# AMDs Zen - Weitere Architekturdetails



## Locuza (3. Oktober 2015)

Schritt für Schritt kommt AMD und die interessierte Technikmeute der neuen CPU-Zukunft von AMD näher. 
Herrschte vor vielen Jahren generelles Unwissen über AMDs Zukunftspläne, wurden diese sehr grob 2014 von AMD auf der Core Innovation Summit offen gelegt. 
Es folgten viele (falsche&richtige) Gerüchte, Spekulationen und potentielle Leaks, garniert mit weiteren offiziellen AMD-Angaben.

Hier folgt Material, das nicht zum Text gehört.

PR #7666, opened 2021-05-21
[build] Refactor device-data Makefile and fix bug

joe-tricklebank-owens:
#### Why I did it

There was a missing ; which meant the pai.profile processing wasn't happening

#### How I did it

Refactored the processing slightly to make extensions easier and fixed the missing ; in the process

### DIFF
--- a/src/sonic-device-data/Makefile
+++ b/src/sonic-device-data/Makefile
@@ -17,11 +17,13 @@ $(addprefix $(DEST)/, $(MAIN_TARGET)): $(DEST)/% :
 	# Create hwsku for virtual switch
 	for d in `find -L ../../../device -maxdepth 3 -mindepth 3 -type d | grep -vE "(plugins|led-code)"`; do \
 		cp -Lr $$d device/x86_64-kvm_x86_64-r0/ ; \
-		cp ./sai.vs_profile device/x86_64-kvm_x86_64-r0/$$(basename $$d)/sai.profile; \
-		grep -v ^# device/x86_64-kvm_x86_64-r0/$$(basename $$d)/port_config.ini | awk '{i=i+1;print "eth"i":"$$2}' > device/x86_64-kvm_x86_64-r0/$$(basename $$d)/lanemap.ini
-		cp ./pai.vs_profile device/x86_64-kvm_x86_64-r0/$$(basename $$d)/pai.profile; \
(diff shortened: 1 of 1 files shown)


src/sonic-device-data/Makefile
```diff
@@ -17,13 +17,15 @@ $(addprefix $(DEST)/, $(MAIN_TARGET)): $(DEST)/% :
...
 	for d in `find -L ../../../device -maxdepth 3 -mindepth 3 -type d | grep -vE "(plugins|led-code)"`; do \
 		cp -Lr $$d device/x86_64-kvm_x86_64-r0/ ; \
-		cp ./sai.vs_profile device/x86_64-kvm_x86_64-r0/$$(basename $$d)/sai.profile; \
-		grep -v ^# device/x86_64-kvm_x86_64-r0/$$(basename $$d)/port_config.ini | awk '{i=i+1;print "eth"i":"$$2}' > device/x86_64-kvm_x86_64-r0/$$(basename $$d)/lanemap.ini
-		cp ./pai.vs_profile device/x86_64-kvm_x86_64-r0/$$(basename $$d)/pai.profile; \
 		grep -v ^# device/x86_64-kvm_x86_64-r0/$$(basename $$d)/port_config.ini | awk '{i=i+1;print "eth"i":"$$2}' > device/x86_64-kvm_x86_64-r0/$$(basename $$d)/lanemap.ini
 
 	done;
 
+	for d in `find -L ../../../device -maxdepth 3 -mindepth 3 -type d | grep -vE "(plugins|led-code)"`; do \
```
jleveque, line 24: Seems redundant to perform the same loop twice. Why not refactor similar to the following?

```
	# Create hwsku for virtual switch
	for d in `find -L ../../../device -maxdepth 3 -mindepth 3 -type d | grep -vE "(plugins|led-code)"`; do \
		cp -Lr $$d device/x86_64-kvm_x86_64-r0/; \
		cp ./sai.vs_profile device/x86_64-kvm_x86_64-r0/$$(basename $$d)/sai.profile; \
		cp ./pai.vs_profile device/x86_64-kvm_x86_64-r0/$$(basename $$d)/pai.profile; \
		grep -v ^# device/x86_64-kvm_x86_64-r0/$$(basename $$d)/port_config.ini | awk '{i=i+1;print "eth"i":"$$2}' > device/x86_64-kvm_x86_64-r0/$$(basename $$d)/lanemap.ini; \
	done

```

joe-tricklebank-owens: We have an internal-only enhancement to make to the second loop that's not shown here (we don't want to copy over the VS sai/pai profile files for our specific device folder)

PR #7637, opened 2021-05-18
Support L1 & L3 Config generation in SONiC 

VenkatCisco:
#### Why I did it
This provides support for: PR #7074.

#### How I did it
Extend sonic-config-engine/config_samples.py to provide support for l1 & l3

#### How to verify it
Verify system bring up with L1 & L3 configuration

#### Which release branch to backport (provide reason below if selected)

- [ ] 201811
- [X] 201911
- [ ] 202006
- [X] 202012

PR #7691, opened 2021-05-24
[sonic-config-engine] Add support for generating a minimal configuration preset

joe-tricklebank-owens:
#### Why I did it

To allow a default_sku to be built using minimal configuration and remove superfluous, templated BGP configuration.

#### How I did it

Added a new function, _generate_minimal_config()_, that can be referenced by the default_sku file.

### DIFF
--- a/src/sonic-config-engine/config_samples.py
+++ b/src/sonic-config-engine/config_samples.py
@@ -40,6 +40,18 @@ def generate_t1_sample_config(data):
         port_count += 1
     return data
 
+def generate_minimal_config(data):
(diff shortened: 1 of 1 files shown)


anamehra:
There is a similar PR https://github.com/Azure/sonic-buildimage/pull/7637

joe-tricklebank-owens:
> There is a similar PR #7637

Ah, indeed! Thanks for pointing this out, I think your L3 config gives us what we need, so I'll close down this PR.  Thanks!

PR #7692, opened 2021-05-24
[build] For SONIC_MAKE_DEBS targets, call autogen.sh if it exists in the project's root directory

joe-tricklebank-owens:
#### Why I did it

Some projects require auto-generation of files to be run before they can be compiled.  This enhancement adds the ability to do that, if required.

#### How I did it

If it exists for the project, added a call to _autogen.sh_ before invoking the make command for the project.


jleveque (approved):

qiluo-msft:
Could you give an example of which project is requiring this functionality? Is it possible to implement it in the Makefile in the source folder?

joe-tricklebank-owens:
> Could you give an example of which project is requiring this functionality? Is it possible to implement it in the Makefile in the source folder?

@qiluo-msft unfortunately the project we're working on isn't open sourced, so I can't really reference it.  Suffice it to say, due to the complexity of the project, it can't be built into the Makefile system easily.  It's also worth saying that there's a similar call in the SONIC_DPKG_DEBS rule, so we're just replicating that functionality

qiluo-msft:
I feel weird that "it can't be built into the Makefile system easily". `autogen.sh` is not a well-known component for a Makefile controlled project, so I recommend not to add new feature at this general place.

PR #7658, opened 2021-05-20
[docker-database] Fix python version in shebang

msosyak:
#### Why I did it
To avoid the following logs 
```
Mar 15 15:52:04.599302 igk-dut-04 INFO database#/supervisord: flushdb /bin/bash: /usr/local/bin/flush_unused_database: /usr/bin/python: bad interpreter: No such file or directory
Mar 15 15:52:04.599947 igk-dut-04 INFO database#supervisord 2021-03-15 15:52:04,599 INFO exited: flushdb (exit status 126; not expected)
```

#### How I did it
Fix  shebang
#### How to verify it
Check the logs
#### Which release branch to backport (provide reason below if selected)

- [ ] 201811
- [ ] 201911
- [ ] 202006
- [x] 202012

PR #7700, opened 2021-05-25
[docker-database] Fix Python3 issue

msosyak:
#### Why I did it
To avoid the following error
```
  File "/usr/local/bin/flush_unused_database", line 10, in <module>
    if 'PONG' in output:
TypeError: a bytes-like object is required, not 'str'
```
`communicate` method returns the strings if streams were opened in text mode; otherwise, bytes.
In our case text arg  in Popen is not true and that means that `communicate` return the bytes
#### How I did it
Set `text=True` to get strings instead of bytes
#### How to verify it
run `/usr/local/bin/flush_unused_database` inside database container

- [ ] 201811
- [ ] 201911
- [ ] 202006
- [x] 202012

### DIFF
--- a/dockers/docker-database/flush_unused_database
+++ b/dockers/docker-database/flush_unused_database
@@ -6,7 +6,7 @@ import time
 
 while(True):
     output = subprocess.Popen(['sonic-db-cli', 'PING'], stdout=subprocess.PIPE).communicate()[0]
-    if 'PONG' in output:
+    if b'PONG' in output:
         break
     time.sleep(1)
 
--- a/dockers/docker-database/flush_unused_database
+++ b/dockers/docker-database/flush_unused_database
@@ -5,8 +5,8 @@ import subprocess
 import time
 
 while(True):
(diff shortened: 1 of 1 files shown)


msosyak:
@qiluo-msft I have missed one more fix in the previous PR https://github.com/Azure/sonic-buildimage/pull/7658. Check it, please.

dockers/docker-database/flush_unused_database
```diff
@@ -6,7 +6,7 @@ import time
 
 while(True):
     output = subprocess.Popen(['sonic-db-cli', 'PING'], stdout=subprocess.PIPE).communicate()[0]
```
qiluo-msft, line 8: >Popen [](http://example.com/codeflow?start=24&length=5)

Thanks for the fix! I see the `text=True` could also fix this, and it is more readable. Could you instead use that optional parameter?

msosyak: Done. Description updated

akokhan (approved):

qiluo-msft (approved):

PR #3505, opened 2019-09-24
[Mellanox] Stop pmon ahead of syncd

stephenxs:
**- What I did**
***Issue Overview***
****shutdown flow****
For any shutdown flow, which means all dockers are stopped in order, pmon docker stops after syncd docker has stopped, causing pmon docker fail to release sx_core resources and leaving sx_core in a bad state. The related logs are like the following:
```
INFO syncd.sh[23597]: modprobe: FATAL: Module sx_core is in use.
INFO syncd.sh[23597]: Unloading sx_core[FAILED]
INFO syncd.sh[23597]: rmmod: ERROR: Module sx_core is in use
```
****config reload & service swss.restart****
In the flows like "config reload" and "service swss restart", the failure cause further consequences:
1. sx_core initialization error with error message like "sx_core: create EMAD sdq 0 failed. err: -16"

Ein echtes Bild konnte und kann man sich leider nur grob machen, da offizielle oder verlässliche Informationen rar gesät sind. 
Klar und offiziell von AMD herausgegeben sind nur grobe Details:




			Dieser Inhalt steht nur eingeloggten Mitgliedern zur Verfügung.
        





Der Schleier hat sich aber seit dem 30. September nennenswert geöffnet, dank einem von AMD eingesendeten Compiler Patch für die GNU Compiler Collection, kurz GCC, welcher die ersten Optimierungen für Zen einpflegt:
https://patchwork.ozlabs.org/patch/524324/

Mit diesen Informationen hat sich ein bekannter Technik Veteran Matthias Waldhauer (Dresdenboy), welcher seit vielen Jahren eingereichte Patente analysiert und CPU-Entwicklungen verfolgt, auseinandergesetzt. 
Citavia Blog

Folgendes, von Dresdenboy gezeichnete Schema, könnte Zen sehr nahe kommen:




			Dieser Inhalt steht nur eingeloggten Mitgliedern zur Verfügung.
        



Aus den Patch-Einträgen ergibt sich pro Zen-Kern:

- Ein 32-KB großer L1-Cache und 512-KB großer L2-Cache. 
- Es gibt 4-Decoder
- Jeweils 4-Integer-Pipes, 2-AGUs, und 4-Floating-Point-Pipes. 
- Zwei davon stellen ADD-Pipes und zwei MUL-Pipes dar, welche alle 128-Bit breit sind. 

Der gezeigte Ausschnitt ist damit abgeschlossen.